## WORK ITEM
Would you work out how many lines below include the word "make"? Only that number is wanted.

## Collected data entries
+ + +

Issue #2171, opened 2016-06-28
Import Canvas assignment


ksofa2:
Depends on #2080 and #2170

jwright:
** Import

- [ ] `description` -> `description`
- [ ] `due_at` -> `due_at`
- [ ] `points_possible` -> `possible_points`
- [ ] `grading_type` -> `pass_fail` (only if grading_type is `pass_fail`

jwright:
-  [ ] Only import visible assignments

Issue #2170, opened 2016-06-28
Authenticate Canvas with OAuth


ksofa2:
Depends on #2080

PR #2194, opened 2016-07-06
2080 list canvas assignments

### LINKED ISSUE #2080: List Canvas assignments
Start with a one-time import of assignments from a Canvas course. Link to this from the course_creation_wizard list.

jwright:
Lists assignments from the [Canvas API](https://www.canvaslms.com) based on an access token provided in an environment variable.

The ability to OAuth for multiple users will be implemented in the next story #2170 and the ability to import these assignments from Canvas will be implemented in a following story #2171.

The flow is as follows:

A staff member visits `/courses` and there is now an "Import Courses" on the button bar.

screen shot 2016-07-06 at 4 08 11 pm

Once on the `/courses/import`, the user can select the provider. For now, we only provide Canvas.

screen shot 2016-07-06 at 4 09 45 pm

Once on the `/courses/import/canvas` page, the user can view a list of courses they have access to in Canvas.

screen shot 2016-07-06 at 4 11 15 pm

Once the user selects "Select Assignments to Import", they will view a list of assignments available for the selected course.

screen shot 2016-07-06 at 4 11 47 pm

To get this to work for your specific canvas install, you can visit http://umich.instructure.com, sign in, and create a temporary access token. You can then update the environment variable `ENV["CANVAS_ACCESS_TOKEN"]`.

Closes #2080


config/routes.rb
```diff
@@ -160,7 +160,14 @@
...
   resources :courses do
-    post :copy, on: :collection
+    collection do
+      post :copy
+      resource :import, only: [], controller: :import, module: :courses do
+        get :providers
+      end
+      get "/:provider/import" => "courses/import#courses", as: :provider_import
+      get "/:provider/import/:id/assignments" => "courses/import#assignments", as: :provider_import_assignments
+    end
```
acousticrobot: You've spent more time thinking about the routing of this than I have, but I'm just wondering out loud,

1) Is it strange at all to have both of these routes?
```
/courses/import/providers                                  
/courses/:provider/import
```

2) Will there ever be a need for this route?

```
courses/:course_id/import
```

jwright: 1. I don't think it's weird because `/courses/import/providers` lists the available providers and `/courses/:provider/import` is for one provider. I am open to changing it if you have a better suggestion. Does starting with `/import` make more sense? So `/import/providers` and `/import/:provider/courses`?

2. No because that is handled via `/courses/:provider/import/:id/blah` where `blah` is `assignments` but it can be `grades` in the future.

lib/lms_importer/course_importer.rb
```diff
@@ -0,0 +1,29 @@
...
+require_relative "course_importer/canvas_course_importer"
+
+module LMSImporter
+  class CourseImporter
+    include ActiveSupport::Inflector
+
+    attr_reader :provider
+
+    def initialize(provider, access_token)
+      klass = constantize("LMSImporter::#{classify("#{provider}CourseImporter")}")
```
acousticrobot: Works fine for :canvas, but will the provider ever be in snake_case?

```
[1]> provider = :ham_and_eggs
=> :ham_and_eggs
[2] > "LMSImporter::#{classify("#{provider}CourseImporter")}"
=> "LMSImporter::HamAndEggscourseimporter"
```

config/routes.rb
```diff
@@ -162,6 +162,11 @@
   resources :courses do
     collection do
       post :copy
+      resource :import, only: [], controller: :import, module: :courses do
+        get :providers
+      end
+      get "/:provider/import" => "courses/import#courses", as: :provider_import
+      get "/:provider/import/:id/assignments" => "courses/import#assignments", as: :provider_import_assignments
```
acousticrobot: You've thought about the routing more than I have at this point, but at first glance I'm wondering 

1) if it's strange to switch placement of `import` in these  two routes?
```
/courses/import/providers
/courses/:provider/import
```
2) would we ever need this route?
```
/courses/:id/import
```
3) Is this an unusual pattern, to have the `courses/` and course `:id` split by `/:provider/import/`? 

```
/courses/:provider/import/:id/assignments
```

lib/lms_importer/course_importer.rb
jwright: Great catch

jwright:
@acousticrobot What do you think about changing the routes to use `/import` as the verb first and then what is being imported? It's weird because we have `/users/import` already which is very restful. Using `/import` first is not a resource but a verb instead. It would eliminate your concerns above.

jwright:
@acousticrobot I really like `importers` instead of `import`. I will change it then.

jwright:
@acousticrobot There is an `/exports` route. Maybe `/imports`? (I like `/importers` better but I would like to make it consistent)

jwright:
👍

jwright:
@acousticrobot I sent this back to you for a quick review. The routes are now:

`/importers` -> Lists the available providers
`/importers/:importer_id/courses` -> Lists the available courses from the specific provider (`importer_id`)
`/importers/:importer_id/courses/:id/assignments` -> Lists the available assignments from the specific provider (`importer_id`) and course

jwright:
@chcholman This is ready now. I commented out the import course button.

+ + +

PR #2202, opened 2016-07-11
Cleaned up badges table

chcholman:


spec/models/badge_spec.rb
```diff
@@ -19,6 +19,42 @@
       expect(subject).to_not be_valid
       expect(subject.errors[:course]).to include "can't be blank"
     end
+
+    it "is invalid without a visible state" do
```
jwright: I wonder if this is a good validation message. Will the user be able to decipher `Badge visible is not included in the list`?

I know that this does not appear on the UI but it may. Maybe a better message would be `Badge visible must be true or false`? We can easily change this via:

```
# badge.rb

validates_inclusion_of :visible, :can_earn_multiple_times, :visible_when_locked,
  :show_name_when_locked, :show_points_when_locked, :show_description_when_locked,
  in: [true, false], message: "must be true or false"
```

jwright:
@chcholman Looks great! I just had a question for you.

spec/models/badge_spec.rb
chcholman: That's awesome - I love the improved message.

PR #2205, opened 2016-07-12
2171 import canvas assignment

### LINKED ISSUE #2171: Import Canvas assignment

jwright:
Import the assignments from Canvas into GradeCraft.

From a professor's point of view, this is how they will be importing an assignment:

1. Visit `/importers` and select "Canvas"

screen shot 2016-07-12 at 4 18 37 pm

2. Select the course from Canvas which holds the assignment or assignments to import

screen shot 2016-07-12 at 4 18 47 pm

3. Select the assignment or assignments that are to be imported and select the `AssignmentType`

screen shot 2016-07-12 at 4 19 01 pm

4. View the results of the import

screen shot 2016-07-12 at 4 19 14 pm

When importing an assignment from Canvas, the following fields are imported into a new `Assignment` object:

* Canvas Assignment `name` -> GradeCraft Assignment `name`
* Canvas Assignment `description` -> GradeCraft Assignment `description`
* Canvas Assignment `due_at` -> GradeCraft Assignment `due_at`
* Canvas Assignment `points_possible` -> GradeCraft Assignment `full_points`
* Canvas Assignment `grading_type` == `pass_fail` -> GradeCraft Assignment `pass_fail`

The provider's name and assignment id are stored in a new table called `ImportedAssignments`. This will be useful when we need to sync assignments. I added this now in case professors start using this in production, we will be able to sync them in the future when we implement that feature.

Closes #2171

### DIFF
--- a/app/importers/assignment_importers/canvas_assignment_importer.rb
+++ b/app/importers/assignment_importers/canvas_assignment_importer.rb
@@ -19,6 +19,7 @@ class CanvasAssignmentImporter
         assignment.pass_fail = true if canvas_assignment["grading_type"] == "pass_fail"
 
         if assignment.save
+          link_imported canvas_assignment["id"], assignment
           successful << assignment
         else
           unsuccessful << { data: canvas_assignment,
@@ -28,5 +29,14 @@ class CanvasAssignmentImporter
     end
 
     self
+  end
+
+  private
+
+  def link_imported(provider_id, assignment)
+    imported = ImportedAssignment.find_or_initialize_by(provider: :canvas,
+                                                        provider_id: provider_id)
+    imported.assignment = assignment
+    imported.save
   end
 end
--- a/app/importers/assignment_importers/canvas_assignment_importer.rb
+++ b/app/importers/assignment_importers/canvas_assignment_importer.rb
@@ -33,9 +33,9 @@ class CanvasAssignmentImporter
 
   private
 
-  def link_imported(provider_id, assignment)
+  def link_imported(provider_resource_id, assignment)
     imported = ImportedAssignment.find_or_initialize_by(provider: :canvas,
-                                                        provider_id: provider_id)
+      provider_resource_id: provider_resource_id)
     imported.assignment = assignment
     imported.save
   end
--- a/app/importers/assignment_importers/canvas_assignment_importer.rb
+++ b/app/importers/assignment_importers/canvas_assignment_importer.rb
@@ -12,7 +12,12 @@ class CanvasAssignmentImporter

+ + +

## SOLUTION TO THIS PROBLEM
2